Every line holding "hjanetzek" should be copied from the records below.

***** Records supplied *****

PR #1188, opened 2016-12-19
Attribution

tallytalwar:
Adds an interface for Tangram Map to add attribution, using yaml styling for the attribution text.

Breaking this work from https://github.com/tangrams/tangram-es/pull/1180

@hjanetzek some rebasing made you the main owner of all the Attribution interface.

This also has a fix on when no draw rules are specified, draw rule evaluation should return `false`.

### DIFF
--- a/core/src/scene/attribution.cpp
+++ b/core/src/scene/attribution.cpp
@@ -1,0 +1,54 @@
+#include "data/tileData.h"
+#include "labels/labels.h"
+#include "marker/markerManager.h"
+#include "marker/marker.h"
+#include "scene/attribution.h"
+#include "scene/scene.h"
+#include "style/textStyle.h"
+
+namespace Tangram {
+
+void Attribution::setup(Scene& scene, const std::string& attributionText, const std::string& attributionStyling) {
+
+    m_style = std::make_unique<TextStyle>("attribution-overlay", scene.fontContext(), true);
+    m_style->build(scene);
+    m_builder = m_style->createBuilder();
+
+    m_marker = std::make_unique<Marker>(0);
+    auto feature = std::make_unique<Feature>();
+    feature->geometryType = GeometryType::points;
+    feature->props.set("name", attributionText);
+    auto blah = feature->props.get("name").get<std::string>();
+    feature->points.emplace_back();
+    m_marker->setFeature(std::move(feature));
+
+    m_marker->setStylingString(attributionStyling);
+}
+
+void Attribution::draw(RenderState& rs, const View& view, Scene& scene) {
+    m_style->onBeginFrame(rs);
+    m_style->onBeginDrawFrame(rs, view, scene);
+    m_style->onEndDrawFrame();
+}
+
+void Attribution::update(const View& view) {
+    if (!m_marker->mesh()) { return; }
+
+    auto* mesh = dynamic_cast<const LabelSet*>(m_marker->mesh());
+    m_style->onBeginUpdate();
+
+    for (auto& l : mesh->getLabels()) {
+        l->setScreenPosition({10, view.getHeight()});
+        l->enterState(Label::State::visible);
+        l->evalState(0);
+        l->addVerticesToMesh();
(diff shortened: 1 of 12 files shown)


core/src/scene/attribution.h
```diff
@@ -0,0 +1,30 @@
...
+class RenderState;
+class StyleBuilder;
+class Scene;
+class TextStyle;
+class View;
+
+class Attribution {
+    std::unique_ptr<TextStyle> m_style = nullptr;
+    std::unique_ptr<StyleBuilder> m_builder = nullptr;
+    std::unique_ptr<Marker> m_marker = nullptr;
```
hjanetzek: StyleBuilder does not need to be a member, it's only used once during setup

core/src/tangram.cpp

*****

[Completed task]:
@hjanetzek some rebasing made you the main owner of all the Attribution interface.
hjanetzek: StyleBuilder does not need to be a member, it's only used once during setup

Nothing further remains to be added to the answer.